Date Published: May 13, 2008
Publisher: Public Library of Science
Author(s): Russell Bennetts, Rachel Seabrook
Abstract: Russell Bennetts and Rachel Seabrook discuss the implications of a new case-crossover study that links retail alcohol sales and violent assaults.
Partial Text: The relationship between alcohol sales, alcohol consumption patterns, and levels of violence is well established.

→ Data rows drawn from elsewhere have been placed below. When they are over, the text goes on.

PR #953, opened 2019-11-01
2457  Update Code Climate ID

rizzkhan1:
### Context
Remove CC reporter id from the yaml file and move to the pipeline as a variable. 
Regenerate a new reporter id.

### DIFF
--- a/azure-pipelines.yml
+++ b/azure-pipelines.yml
@@ -12,8 +12,8 @@ variables:
   imageNameBgFindSync: 'manage-courses-bg-find-sync'
   # Support multiple docker-compose files to allow travis and az pipelines to co exist: https://docs.docker.com/compose/extends/#multiple-compose-files
   dockerOverride: 'docker-compose -f docker-compose.yml -f docker-compose.az.yml'
-  cc_Reporter_ID: 'de006d3ac97520a939b8c9b67af12b9e85438b9e9fd4255e78651800b36f48ae'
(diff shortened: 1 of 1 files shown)


azure-pipelines.yml
```diff
@@ -12,8 +12,8 @@ variables:
   imageNameBgFindSync: 'manage-courses-bg-find-sync'
   # Support multiple docker-compose files to allow travis and az pipelines to co exist: https://docs.docker.com/compose/extends/#multiple-compose-files
   dockerOverride: 'docker-compose -f docker-compose.yml -f docker-compose.az.yml'
-  cc_Reporter_ID: 'de006d3ac97520a939b8c9b67af12b9e85438b9e9fd4255e78651800b36f48ae'
-  AGENT_JOBSTATUS: $(Agent.JobStatus)
```
dankmitchell: Did you mean to remove this line too?

azure-pipelines.yml
```diff
@@ -12,8 +12,8 @@ variables:
...
+  cc_Reporter_ID: '$(ccReporterID)'
```
dankmitchell: Why is this snake case?

azure-pipelines.yml
rizzkhan1: yes

dankmitchell: Okay

azure-pipelines.yml
rizzkhan1: removed snake case variable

In a meta-analysis of data from seven countries, Jason Bond and colleagues estimated that the fraction of violence-related injuries attributable to alcohol is between 28% and 43% . There is a stronger link between alcohol impairment and being a victim of violence than between alcohol impairment and suffering from accidental injuries .
Factors that have been shown to be important in the link between alcohol sales and violence include the volume of alcohol consumed and its pattern of consumption , cultural characteristics , social context , and income inequality . Alongside socioeconomic and sociodemographic variables [7,8], alcohol outlet density (i.e., the number of alcohol retail outlets per unit population) has previously been found to influence levels of violence. In a spatial analysis looking at the relationship between alcohol outlet density and assaults, Michael Livingston found a positive and non-linear relationship, with an accelerating increase in violence beyond a threshold density of outlets .
Ray and colleagues sought to add to the existing evidence on the link between alcohol sales and risk of assault. Survey data have been the preferred source of many previous studies, and the authors state that such methods tend to lack adequate controls. For this reason the authors used computerised medical records and accurate sales data from Ontario, Canada. Using an empirical case-crossover method seldom used in studying alcohol and violence, the authors aimed to elucidate further the link between alcohol sales and risk of being a victim of assault.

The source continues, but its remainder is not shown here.